If you're tired of the same offerings in shops every Christmas, then this year try our vegan stuffed butternut squash dish. It's a great alternative to the usual nut roast for the festive season and is packed full of nutrients.
Nutritional highlights
Butternut squash is packed with important vitamins including vitamin A in the form of carotenoids, vitamin C and E. This recipe will actually provide us with all of our daily recommended vitamin A.
Vitamin A plays an important role with our eye and skin health along with our immune system. This recipe also provides us with over half our daily vitamin C and just over 10% of our daily vitamin E.
Vitamin C helps keep our skin, blood vessels, bones and cells healthy. Whereas vitamin E is needed to keep our skin and eyes healthy, it also helps to keep our immune system running optimally to help us fight off any illnesses.
Discover more recipes
Butternut squash and bacon risotto
Spicy pumpkin soup with tortilla chips
Ingredients
Makes 4 servings
Preparation time: 30 minutes
Cooking time: 90 minutes
- 1 butternut squash, halved lengthways with seeds removed
- 1 onion, chopped
- 20g dried apricots, chopped
- Handful fresh sage, roughly chopped
- 15g hazelnuts, crushed or chopped
- 15g walnuts, chopped
- 1 tbsp olive oil
- 400g tin pinto beans, drained
- 20g dried cranberries
- 160g chestnut mushrooms, chopped
- 60g spinach
Method
Preheat the oven to 180C.
Place the washed, cut and pitted squash onto a baking tray and roast for 60 to 70 minutes or until it is starting to soften.
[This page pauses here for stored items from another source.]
PR #1185, opened 2018-12-26
[Issue-1182] Change the default generator output directory

wanglixiang1992:
This change is [Reviewable](https://reviewable.io/reviews/shakacode/react_on_rails/1185)


lib/generators/react_on_rails/base_generator.rb
```diff
@@ -18,13 +18,21 @@ class BaseGenerator < Rails::Generators::Base
                    desc: "Install Redux gems and Redux version of Hello World Example",
                    aliases: "-R"
 
+      def change_webpacker_source_path
+        webpacker_yml = File.join(destination_root, "config/webpacker.yml")
+        return unless File.exist?(webpacker_yml)
+
+        contents = File.read(webpacker_yml).gsub(/source_path:.*/, "source_path: client/app")
```
justin808: Let's think about this.

* Probably, we should match exactly.
* The problem case is when this was configured differently.
* Webpacker may have been previously used for Vue.js, or even React
* We will be changing the directory to what we think is the best approach
* rails/webpacker and the app will break b/c this is changed
* We can do one of 2 things:
  * Not change the default in this case
  * Add such details to the post-generation message so that it's easy for the developer to revert this change.

lib/generators/react_on_rails/react_no_redux_generator.rb
```diff
@@ -11,9 +11,9 @@ class ReactNoReduxGenerator < Rails::Generators::Base
       source_root(File.expand_path("templates", __dir__))
 
       def copy_base_files
-        base_js_path = "base/base"
-        base_files = %w[app/javascript/bundles/HelloWorld/components/HelloWorld.jsx]
-        base_files.each { |file| copy_file("#{base_js_path}/#{file}", file) }
+        base_js_path = "base/base/app/javascript"
```
justin808: This should change to `base/base/client/app`

create a client directory here: https://github.com/shakacode/react_on_rails/tree/master/lib/generators/react_on_rails/templates/base/base

lib/generators/react_on_rails/base_generator.rb
justin808: Could we DRY up `client/app` so that this case and other places use this?

justin808: Let's update this file: https://github.com/shakacode/react_on_rails/blob/master/lib/generators/USAGE

to indicate where the files are installed and what you should do to revert back to the rails app/javascript default.

Indicate:

```
The team at ShakaCode prefers to have all client side development files in a top-level directory called /client. This more cleanly separates the front-end code from the back-end code.

To change back to the default...
```

try to finish up this message to what you think is best.

justin808: Make sure this message runs after running the generator.

justin808: @wanglixiang1992 Let's use a constant for "client/app" to DRY this up. DRY = Don't Repeat Yourself

justin808:
@wanglixiang1992 I updated from master. CI should now pass.

justin808:
@wanglixiang1992 a few more things that we didn't consider:

* if the user is already using /app/javascript and then we change the webpacker.yml setup to use /client/app, that might be confusing. I think the postinstall message should make it clear.

* I'll test this out. If you have any thoughts, let me know.

Also, we need a CHANGELOG.md line.

justin808:
@Judahmeek and @behraaangm how useful would this one be?

justin808:
I probably don't want the default generator to deviate from the standard Rails configuration. I'll keep this open and look at this in a bit more detail.

justin808:
As of 2020, I'm going to be recommending to stick with the default rails/webpacker setup so that React on Rails installs are most familiar to all those in the Rails community.

PR #1200, opened 2019-03-18
Converting spec/dummy test app to use rails/webpacker for config

justin808:
Moving from a custom config to rails/webpacker config
See docs https://github.com/rails/webpacker/blob/master/docs/webpack.md.

This change is [Reviewable](https://reviewable.io/reviews/shakacode/react_on_rails/1200)


justin808:
See #1247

Then leave to cool slightly.
Meanwhile add a tablespoon of olive to a pan over a medium heat. Add the chopped onions and sage and cook for 10 minutes or until softened, then add the mushrooms then cook for another 10 minutes, stirring occasionally.
Scoop out the squash flesh leaving a boarder of about 1cm. Then chop the removed squash and add to the pan with the drained pinto beans, walnuts, hazelnuts, cranberries, spinach and apricots - mixing well.
Cook for a few minutes until the spinach has wilted.
Add the mixture into the squash halves and pop back into the oven for 15-20 minutes until golden on top then serve.
Healthy swaps/tips
- To reduce the sugar content, leave out the dried fruit.
- Change the pinto beans for another bean or lentil like kidney beans or green lentils.
- You can also save the butternut squash seeds and roast them to have as a side or a snack!